**Provided records**
----------------

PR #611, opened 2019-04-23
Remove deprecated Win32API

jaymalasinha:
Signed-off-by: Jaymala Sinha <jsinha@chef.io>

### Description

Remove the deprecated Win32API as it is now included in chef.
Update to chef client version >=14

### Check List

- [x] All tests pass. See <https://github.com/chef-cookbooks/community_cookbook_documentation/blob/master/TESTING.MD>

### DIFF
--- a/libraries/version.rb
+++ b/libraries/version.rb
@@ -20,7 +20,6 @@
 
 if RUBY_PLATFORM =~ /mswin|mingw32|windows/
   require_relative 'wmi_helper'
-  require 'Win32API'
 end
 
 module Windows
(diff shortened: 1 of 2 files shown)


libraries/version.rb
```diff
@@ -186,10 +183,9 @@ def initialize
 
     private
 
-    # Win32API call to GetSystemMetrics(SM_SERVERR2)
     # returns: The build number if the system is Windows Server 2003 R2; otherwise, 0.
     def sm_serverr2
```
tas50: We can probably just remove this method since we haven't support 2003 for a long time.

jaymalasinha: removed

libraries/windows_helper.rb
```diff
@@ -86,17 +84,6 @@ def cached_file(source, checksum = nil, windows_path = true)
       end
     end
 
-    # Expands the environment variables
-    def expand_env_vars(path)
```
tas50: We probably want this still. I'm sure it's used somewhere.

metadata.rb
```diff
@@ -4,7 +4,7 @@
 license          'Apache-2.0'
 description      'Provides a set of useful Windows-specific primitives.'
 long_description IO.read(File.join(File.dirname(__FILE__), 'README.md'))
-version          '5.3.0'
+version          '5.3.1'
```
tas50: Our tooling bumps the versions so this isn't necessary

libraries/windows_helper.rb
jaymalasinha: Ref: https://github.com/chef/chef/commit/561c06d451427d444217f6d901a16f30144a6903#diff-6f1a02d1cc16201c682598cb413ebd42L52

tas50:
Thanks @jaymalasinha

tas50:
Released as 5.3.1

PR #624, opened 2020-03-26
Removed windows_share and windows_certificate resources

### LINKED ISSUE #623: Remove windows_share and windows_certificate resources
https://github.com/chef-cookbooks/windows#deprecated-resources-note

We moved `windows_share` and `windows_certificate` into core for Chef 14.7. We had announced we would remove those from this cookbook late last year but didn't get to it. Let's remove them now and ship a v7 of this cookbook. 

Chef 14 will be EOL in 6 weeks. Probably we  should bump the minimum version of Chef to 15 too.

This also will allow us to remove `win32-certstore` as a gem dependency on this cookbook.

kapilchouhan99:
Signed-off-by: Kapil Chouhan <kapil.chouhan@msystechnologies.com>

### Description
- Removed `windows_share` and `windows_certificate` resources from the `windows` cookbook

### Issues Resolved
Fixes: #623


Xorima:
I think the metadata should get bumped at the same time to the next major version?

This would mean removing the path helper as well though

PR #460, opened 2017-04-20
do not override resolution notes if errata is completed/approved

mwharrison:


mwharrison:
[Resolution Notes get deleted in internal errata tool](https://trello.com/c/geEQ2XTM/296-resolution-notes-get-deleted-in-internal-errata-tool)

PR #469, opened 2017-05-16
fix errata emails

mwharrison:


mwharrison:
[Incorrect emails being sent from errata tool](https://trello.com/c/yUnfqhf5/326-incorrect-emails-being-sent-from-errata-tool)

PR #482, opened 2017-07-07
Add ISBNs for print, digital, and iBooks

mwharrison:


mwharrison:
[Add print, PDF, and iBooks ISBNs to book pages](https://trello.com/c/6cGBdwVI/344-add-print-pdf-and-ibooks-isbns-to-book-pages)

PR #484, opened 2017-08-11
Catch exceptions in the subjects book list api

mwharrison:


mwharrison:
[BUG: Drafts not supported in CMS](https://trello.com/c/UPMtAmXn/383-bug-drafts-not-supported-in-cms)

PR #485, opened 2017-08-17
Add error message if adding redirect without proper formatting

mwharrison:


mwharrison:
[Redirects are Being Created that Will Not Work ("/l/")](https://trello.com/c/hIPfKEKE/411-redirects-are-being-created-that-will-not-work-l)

----------------

**The task**
The response must contain exactly the lines from the one with "Add error message" to the end of the entries above, both included, and nothing more.

**Exercise output**
Add error message if adding redirect without proper formatting

mwharrison:


mwharrison:
[Redirects are Being Created that Will Not Work ("/l/")](https://trello.com/c/hIPfKEKE/411-redirects-are-being-created-that-will-not-work-l)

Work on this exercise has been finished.